*** Block opens ***

PR #6210, opened 2021-12-03
Allow the session timeout to be controlled per permutation

danielmarbach:
Related to https://github.com/Particular/NServiceBus.RavenDB/pull/822/commits/9217110e26a2dde12e6c2d591d8d12416b97a434

During implementing cluster wide transaction support for the RavenDB persistence, we realized having a short time cause to be problematic, since even settling a compare exchange value in the cluster can take some time. This can then cause operations to the cluster to timeout immediately, throwing an `OperationCanceledException`.

With this change, the session timeout can be overridden by the test variant without having to copy the test locally.

Ideally, we would also need this for 7.x branch later

### DIFF
--- a/src/NServiceBus.PersistenceTests/IPersistenceTestsConfiguration.cs
+++ b/src/NServiceBus.PersistenceTests/IPersistenceTestsConfiguration.cs
@@ -47,9 +47,9 @@
     // Consumers of this source package have to implement the remaining properties via partial class to configure the tests infrastructure.
     public partial class PersistenceTestsConfiguration : IPersistenceTestsConfiguration
     {
-        public PersistenceTestsConfiguration(TestVariant variant, TimeSpan? sessionTimeout = null)
+        public PersistenceTestsConfiguration(TestVariant variant)
         {
-            SessionTimeout = sessionTimeout;
+            SessionTimeout = variant.SessionTimeout;
             Variant = variant;
         }
 
--- a/src/NServiceBus.PersistenceTests/Sagas/When_concurrent_update_exceed_lock_request_timeout_pessimistic.cs
+++ b/src/NServiceBus.PersistenceTests/Sagas/When_concurrent_update_exceed_lock_request_timeout_pessimistic.cs
@@ -8,7 +8,11 @@
     {
         public override async Task OneTimeSetUp()
         {
-            configuration = new PersistenceTestsConfiguration(param, TimeSpan.FromMilliseconds(500));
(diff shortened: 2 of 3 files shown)


src/NServiceBus.PersistenceTests/IPersistenceTestsConfiguration.cs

*** Block closes ***

» WHAT YOU WILL DO: Count each line above where the string "RavenDB" occurs. Give the number only.

» COMPLETED EXERCISE: 2